Speaking of HELL, how, you might ask, did Ceepak Mystery #4 get the title HELL HOLE? I can hear you out there: "We’re with you, Chris. TILT A WHIRL, MAD MOUSE, WHACK A MOLE. Amusement park rides. Boardwalk arcade games. Got it. What’s next? FUN HOUSE? TUMBLE BUG? LOG FLUME?"
No.
HELL HOLE!
You see, when I signed my first Carroll & Graf contract, it was for two books: TILT A WHIRL and MAD MOUSE. When those did okay, the publisher wanted to sign on for two more. I told my agent, "I know I want to call the third book WHACK A MOLE but I have no idea, yet, what to call the fourth book."
The titles are actually quite important to the Ceepak series. I usually start with it then use it as a springboard to find my themes, plot, plot twists, characters – just about everything. I was expecting to see TBD, the good ol’ To Be Determined, as the title for Book #4 in the contract when it arrived in the mail. Imagine my chagrin when I saw HELL HOLE listed instead.
"What the hell is a Hell Hole?" I asked my agent.
Point of clarification: my agent, when not inking mega million dollar deals (for someone else, not me), is one of these amusement park aficionados. These thrill ride enthusiasts go on organized tours and ride roller coasters all over the country, comparing the relative merits of wood to steel, rickety to not-so-rickety. Don’t believe me? Check it out here.
So now I had to find out what a HELL HOLE is.
Time to Google.
Turns out, there was/is a HELL HOLE at world famous Coney Island:
"You stand inside a circular chamber with a dozen other sadomasochists, when suddenly, the chamber starts spinning as the floor drops out. Before you know it, the centrifugal force has you pinned to the wall like a sock during the spin cycle of a washing machine. Dare to throw up and the centrifugal force glues your spew to your body. When the nightmare finally ends, you agree to the ride operator's offer of a second ride at half price." —Mitch Lemus from Coney Island, Brooklyn's Playland By The Sea
Googling on, I came across this: "You're from South Jersey if you have a story about the "Hell Hole" ride in Wildwood."
Who knew?
My books take place down the shore in a fictional South Jersey resort town. Looks like they should have a HELL HOLE on the boardwalk in Sea Haven. To see old photographs of the real ride in Wildwood you can visit this page on my website.
The HELL HOLE has since been torn down, although I did go to Wildwood last summer where I rode its very close cousin, the Gravitron, just so I could vividly recreate that nauseating sensation created by centrifugal force similar to that used to train the Mercury astronauts who needed to know what all those G-forces might feel like when they blasted off. John Glenn, hopefully, did not lose his lunch. Or his Tang.

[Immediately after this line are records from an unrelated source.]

Issue #1380, opened 2020-07-22
Add an option to generate the suppressions in the linker attribute XML format


vitek-karas:
Currently the `--generate-warning-suppressions` will produce the suppressions in C# - as a C# source code using the attribute syntax. This is useful if I want to make the suppressions part of my shipping code (as I include the source file with my project), but it's not useful if I only want to use the suppressions within the build system of my project, but not include the suppressions in the final bits.

One way to do the latter would be to produce the suppressions in the XML format, and only pass them as a command line for the linker - for that invocation of the linker those suppressions would take effect, but they would not get baked into the final build.

See https://github.com/dotnet/runtime/pull/39133 for detailed discussion why this is an issue in the dotnet/runtime repo

As a technical solution, we could change the `--generate-warning-suppressions` option to take a value (not just `true`/`false`) - so basically either `--generate-warning-suppressions cs` or `--generate-warning-suppressions xml`.

PR #1386, opened 2020-07-24
Generate warning suppressions in an XML format 

mateoatr:
See #1380. This changes the existing `--generate-warning-suppressions` option to receive a string argument (`cs`/`xml`) which tells the suppression writer in which format should the warning suppressions be emitted, either as a C# source file (this is the current behavior) or as an XML file that follows the linker's annotation format.

/cc @layomia


src/linker/Linker/WarningSuppressionWriter.cs
```diff
@@ -2,19 +2,30 @@
 using System.IO;
 using System.Linq;
 using System.Text;
+using System.Xml;
+using System.Xml.Linq;
 using Mono.Cecil;
 
 namespace Mono.Linker
 {
+	public enum WarningSuppressionWriterFileOutputKind
```
marek-safar, line 11: Why is it not nested enum inside `WarningSuppressionWriter` ?

src/linker/Linker/WarningSuppressionWriter.cs
```diff
@@ -2,19 +2,30 @@
...
+	{
+		Cs,
```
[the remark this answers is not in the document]
marek-safar: I'd also call it CSharp

src/linker/Linker/WarningSuppressionWriter.cs
```diff
@@ -31,46 +42,87 @@ public void AddWarning (int code, IMemberDefinition memberDefinition)
...
+				if (lhs == rhs)
+					return a.Code.CompareTo (b.Code);
+
+				return string.CompareOrdinal (lhs, rhs);
+			});
+
+			return listOfWarnings;
+		}
+
+		string GetWarningSuppressionScopeString (IMemberDefinition member)
```
marek-safar, line 113: Should be static

src/linker/Linker/WarningSuppressionWriter.cs
```diff
@@ -31,46 +42,87 @@ public void AddWarning (int code, IMemberDefinition memberDefinition)
...
+
+				sw.Write (sb.ToString ());
 			}
 		}
+
+		List<(int Code, IMemberDefinition Member)> GetListOfWarnings (AssemblyNameDefinition assemblyName)
+		{
+			List<(int Code, IMemberDefinition Member)> listOfWarnings = _warnings[assemblyName].ToList ();
+			listOfWarnings.Sort ((a, b) => {
+				string lhs = a.Member is MethodReference lhsMethod ? lhsMethod.GetDisplayName () : a.Member.FullName;
```
marek-safar, line 102: Will this logic work for members in nested types? I guess Cecil FullName won't compare well with GetDisplayName

src/linker/Linker/Driver.cs
```diff
@@ -430,8 +430,10 @@ protected int SetupContext (ILogger customLogger = null)
 						if (!GetStringParam (token, l => generateWarningSuppressionsArgument = l))
 							return -1;
 
-						if (!GetWarningSuppressionWriterFileOutputKind (generateWarningSuppressionsArgument, out var fileOutputKind))
+						if (!GetWarningSuppressionWriterFileOutputKind (generateWarningSuppressionsArgument, out var fileOutputKind)) {
+							context.LogError ($"Invalid value '{generateWarningSuppressionsArgument}'specified for '--generate-warning-suppressions' option", 2061);
```
vitek-karas, line 434:
```suggestion
							context.LogError ($"Invalid value '{generateWarningSuppressionsArgument}' specified for '--generate-warning-suppressions' option", 2061);
```

src/linker/Linker/Driver.cs
```diff
@@ -938,6 +946,22 @@ static bool GetOptimizationName (string text, out CodeOptimizations optimization
...
+			switch (text.ToLowerInvariant ()) {
+			case "cs":
+				fileOutputKind = WarningSuppressionWriterFileOutputKind.Cs;
+				return true;
+			case "xml":
+				fileOutputKind = WarningSuppressionWriterFileOutputKind.Xml;
+				return true;
+			}
+
+			Console.WriteLine ($"Invalid warning suppressions file format '{text}'");
```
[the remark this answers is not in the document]
mateoatr: You're right, following https://github.com/mono/linker/pull/1364/ this should  be an error.

src/linker/Linker/WarningSuppressionWriter.cs
mateoatr: I think I don't understand why would there be a problem with members in nested types. We only use this strings for sorting the list.

marek-safar: I believe GetDisplayName uses `.` as separator whereas FullName uses `+` as separator

src/linker/Linker/WarningSuppressionWriter.cs
```diff
@@ -31,46 +36,93 @@ public void AddWarning (int code, IMemberDefinition memberDefinition)
...
-
-						DocumentationSignatureGenerator.Instance.VisitMember (warningOrigin, sb);
-						sb.AppendLine ("\")]");
-					}
-
-					sw.Write (sb.ToString ());
+				if (_fileOutputKind == FileOutputKind.Xml)
+					OutputSuppressionsXmlFormat (assemblyName);
+
+				OutputSuppressionsCsFormat (assemblyName);
```
layomia, line 42: Should this be in an `else` branch?

src/linker/Linker/WarningSuppressionWriter.cs
sbomer: I think it'd be good to use the signature to sort, since that's what we're outputing.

In the Gravitron, once you’re pinned to the wall by all those whirling G-Forces, the floor not only drops away, the wall cushions slide up, too. In my on-going research, I soon discovered that many of these beloved South Jersey "stories" regarding the HELL HOLE involved entering the spinning chamber while a) intoxicated b) stoned or c) both.

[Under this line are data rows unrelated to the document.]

PR #1388, opened 2020-07-24
Add WarningsAsErrors and WarningsNotAsErrors

mateoatr:
Adds the ILLink Task options `WarningsAsErrors` and `WarningsNotAsErrors` which map to the command-line options `--warnaserror` and `--warnaserror-` respectively.

### DIFF
--- a/src/ILLink.Tasks/LinkTask.cs
+++ b/src/ILLink.Tasks/LinkTask.cs
@@ -334,7 +334,7 @@ namespace ILLink.Tasks
 				args.Append ("--warn ").AppendLine (Quote (Warn));
 
 			if (TreatWarningsAsErrors)
-				args.AppendLine ("--warnaserror");
+				args.Append ("--warnaserror");
 			else
 				args.AppendLine ("--warnaserror-");
 
--- a/src/ILLink.Tasks/LinkTask.cs
+++ b/src/ILLink.Tasks/LinkTask.cs
@@ -71,7 +71,8 @@ namespace ILLink.Tasks
 		/// Treat all warnings as errors.
 		/// Maps to '--warnaserror' if true, '--warnaserror-' if false.
 		/// </summary>
-		public bool TreatWarningsAsErrors { get; set; }
+		public bool TreatWarningsAsErrors { set => _treatWarningsAsErrors = value; }
+		bool? _treatWarningsAsErrors;
 
 		/// <summary>
 		/// The list of warnings to report as errors.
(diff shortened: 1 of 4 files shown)


src/ILLink.Tasks/LinkTask.cs
```diff
@@ -67,6 +67,18 @@ public class ILLink : ToolTask
...
+		/// Maps to '--warnaserror'.
+		/// </summary>
+		public string WarningsAsErrors { get; set; }
+
+		/// <summary>
+		/// The list of warnings to report as usual.
+		/// Maps to '--warnaserror-'.
+		/// </summary>
+		public string WarningsNotAsErrors { get; set; }
+
```
sbomer, line 81: Would you be able to add a boolean `TreatWarningsAsErrors` for the global setting? This should go first on the command-line, so that the individual settings take priority.

test/ILLink.Tasks.Tests/ILLink.Tasks.Tests.cs
```diff
@@ -306,6 +302,40 @@ public void TestWarn (string warnArg, WarnVersion expectedVersion)
 			}
 		}
 
+		[Theory]
+		[InlineData ("", "blah", true, new uint[] { }, new uint[] { })]
```
sbomer, line 306: Just FYI, when invoked from MSBuild targets, I think that the task will get a `null` (rather than an empty string) if the task parameter is not set or if it is set to an empty MSBuild property.

src/ILLink.Tasks/LinkTask.cs
```diff
@@ -67,6 +67,24 @@ public class ILLink : ToolTask
 		/// </summary>
 		public string Warn { get; set; }
 
+		/// <summary>
+		/// Treat all warnings as errors.
+		/// Maps to '--warnaserror' if true, '--warnaserror-' if false.
+		/// </summary>
+		public bool TreatWarningsAsErrors { get; set; }
```
sbomer, line 74: Could you use a nullable bool like we do for some of the other boolean options? That way if the task is used without this setting, it won't be passed on the command-line - just to make it a little cleaner.

src/ILLink.Tasks/LinkTask.cs
```diff
@@ -315,6 +333,17 @@ protected override string GenerateResponseFileCommands ()
 			if (Warn != null)
 				args.Append ("--warn ").AppendLine (Quote (Warn));
 
+			if (TreatWarningsAsErrors)
+				args.AppendLine ("--warnaserror");
```
vitek-karas, line 337:
```suggestion
				args.Append ("--warnaserror");
```

Also below.

Issue #1390, opened 2020-07-28
Trimming projects with satellite assemblies results in null ref


pranavkm:
```
Fatal error in IL Linker
  Unhandled exception. System.NullReferenceException: Object reference not set to an instance of an object.
     at Mono.Linker.Steps.MarkStep.GetMethodWithNoParameters(TypeDefinition type, String methodname)
     at Mono.Linker.Steps.MarkStep.MarkTypeWithDebuggerDisplayAttribute(TypeDefinition type, CustomAttribute attribute)
     at Mono.Linker.Steps.MarkStep.MarkTypeSpecialCustomAttributes(TypeDefinition type)
     at Mono.Linker.Steps.MarkStep.MarkType(TypeReference reference, DependencyInfo reason, IMemberDefinition sourceLocationMember)
     at Mono.Linker.Steps.MarkStep.MarkField(FieldDefinition field, DependencyInfo& reason)
     at Mono.Linker.Steps.MarkStep.MarkEntireType(TypeDefinition type, Boolean includeBaseTypes, DependencyInfo& reason, IMemberDefinition sourceLocationMember)
     at Mono.Linker.Steps.MarkStep.MarkEntireAssembly(AssemblyDefinition assembly)
     at Mono.Linker.Steps.MarkStep.InitializeAssembly(AssemblyDefinition assembly)
     at Mono.Linker.Steps.MarkStep.Initialize()
     at Mono.Linker.Steps.MarkStep.Process(LinkContext context)
     at Mono.Linker.Pipeline.Process(LinkContext context)
     at Mono.Linker.Driver.Run(ILogger customLogger)
     at Mono.Linker.Driver.Main(String[] args)
```

SDK: v5.0.100-rc.1.20377.3

marek-safar:
Should be fixed with #1376

PR #1391, opened 2020-07-28
Prevent null-ref in GetMethodWithNoParameters

pranavkm:
Fixes https://github.com/mono/linker/issues/1390

### DIFF
--- a/src/linker/Linker.Steps/MarkStep.cs
+++ b/src/linker/Linker.Steps/MarkStep.cs
@@ -1038,7 +1038,7 @@ namespace Mono.Linker.Steps
 				if (method != null)
 					return method;
 
-				type = type.BaseType.Resolve ();
+				type = type.BaseType?.Resolve ();
 			}
 
 			return null;


src/linker/Linker.Steps/MarkStep.cs
```diff
@@ -1038,7 +1038,7 @@ MethodDefinition GetMethodWithNoParameters (TypeDefinition type, string methodna
 				if (method != null)
 					return method;
 
-				type = type.BaseType.Resolve ();
+				type = type.BaseType?.Resolve ();
```
pranavkm, line 1041: I don't necessarily know if this fixes the issue, but this looks like an outlier compared to:

* https://github.com/mono/linker/blob/master/src/linker/Linker.Steps/MarkStep.cs#L1021-L1028
* https://github.com/mono/linker/blob/master/src/linker/Linker.Steps/MarkStep.cs#L985-L992

tlakollo:
This seems to be a dup for #1376

marek-safar:
Closing as dup of ##1376

PR #1395, opened 2020-07-31
Add suppressions before checking for ca removal instances

### LINKED ISSUE #1392: Suppressed messages are no longer suppressed when UnconditionalSuppressMessageAttribute is marked for removal
### Repro steps

1. Download the latest SDK (https://github.com/dotnet/installer#installers-and-binaries). I'm using `5.0.100-rc.1.20378.7`.
2. `dotnet new blazorwasm` using the latest SDK
3. Add `<_ExtraTrimmerArgs>$(_ExtraTrimmerArgs) --verbose</_ExtraTrimmerArgs>` to the new .csproj that was created so you see the linker warnings.
4. `dotnet.exe publish -c Release`
5. Inspect the warnings. You will see warnings that are suppressed in code still show up.

ex. 

```
ILLink : Trim analysis warning IL2006: System.Runtime.InteropServices.Marshal.GetCustomMarshalerInstance(Type,String): The parameter 'type' of method 'System.Runtime.InteropServices.Marshal.GetCustomMarshalerInstance(Type,String)' with dynamically accessed member kinds 'None' is passed into the implicit 'this' parameter of method 'System.Type.GetMethod(String,BindingFlags,Binder,Type[],ParameterModifier[])' which requires dynamically accessed member kinds 'NonPublicMethods | PublicMethods'. To fix this add DynamicallyAccessedMembersAttribute to it and specify at least these member kinds 'NonPublicMethods | PublicMethods'. [F:\DotNetTest\LinkerSuppressBugRepro\LinkerSuppressBugRepro.csproj]
```

However, this is suppressed in code:

https://github.com/dotnet/runtime/blob/6072e4d3a7a2a1493f514cdf4be75a3d56580e84/src/mono/netcore/System.Private.CoreLib/src/System/Runtime/InteropServices/Marshal.Mono.cs#L376-L378

```C#
        [UnconditionalSuppressMessage("ReflectionAnalysis", "IL2006:UnrecognizedReflectionPattern",
            Justification = "Implementation detail of MarshalAs.CustomMarshaler")]
        internal static ICustomMarshaler? GetCustomMarshalerInstance(Type type, string cookie)
        {
```

### Analysis

It appears to me that since [WASM is removing the `UnconditionalSuppressMessageAttribute`](https://github.com/dotnet/runtime/blob/9dc8384cf5551947f8be3f770bc54b611dc6c477/src/mono/netcore/System.Private.CoreLib/src/ILLink/ILLink.LinkAttributes.wasm.xml#L30-L32), that this is telling the linker to no longer respect the suppressions. If I remove those lines in the `ILLink.LinkAttributes.wasm.xml` file, the warnings that are already suppressed no longer appear in the output.

cc @vitek-karas @mateoatr

mateoatr:
Fixes #1392. This will add suppressions before checking if the attribute (`UnconditionalSuppressMessage`) was marked for removal by a custom attribute annotation.

/cc @eerhardt

### DIFF
--- a/src/linker/Linker.Steps/MarkStep.cs
+++ b/src/linker/Linker.Steps/MarkStep.cs
@@ -558,6 +558,9 @@ namespace Mono.Linker.Steps
 						continue;
 					}
 
+					if (UnconditionalSuppressMessageAttributeState.TypeRefHasUnconditionalSuppressions (ca.Constructor.DeclaringType))
+						_context.Suppressions.AddSuppression (ca, provider);
+
 					if (_context.Annotations.HasLinkerAttribute<RemoveAttributeInstancesAttribute> (ca.AttributeType.Resolve ()) && providerInLinkedAssembly)
 						continue;
 
@@ -1590,8 +1593,6 @@ namespace Mono.Linker.Steps
 					provider,
 					sourceLocationMember);
 				return true;
-			} else if (UnconditionalSuppressMessageAttributeState.TypeRefHasUnconditionalSuppressions (dt)) {
-				_context.Suppressions.AddSuppression (ca, provider);
 			}
 
 			return false;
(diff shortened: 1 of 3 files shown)


marek-safar:
Any chance to include test as well?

But I began to really like the metaphor of the floor dropping out from under my main character, John Ceepak. What if everything he believes in falls away, leaving him spinning, unable to move?

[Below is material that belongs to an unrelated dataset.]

PR #1396, opened 2020-07-31
Do not call MarkInterfaceImplementation if already marked

### LINKED ISSUE #1394: Linker enters cycle when compiling ASP.NET benchmarks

So, I’m starting to think, okay, maybe I can work with HELL HOLE as a title. If not, we can always change it later to THE CORKSCREW or TUNNEL OF LOVE. No. Wait. Save that one for my romance series, if, you know, I ever write one of those. Besides, I figured, the title HELL HOLE was not set in stone. If I came up with a better one for book #4, nobody would really care what it said in the contract?
Then I went out to lunch with my editor.
"I loooooove the title of the fourth book! HELL HOLE! I can see it on a cover now! HELL HOLE! It’s a helluva good title, HELL HOLE!" Or words to that effect.
So, long story short, the title of the fourth Ceepak book will be HELL HOLE. I did not come up with it. My agent did.
The fifth Ceepak book, I think, will be called MIND SCRAMBLER. Came up with that title, all by myself.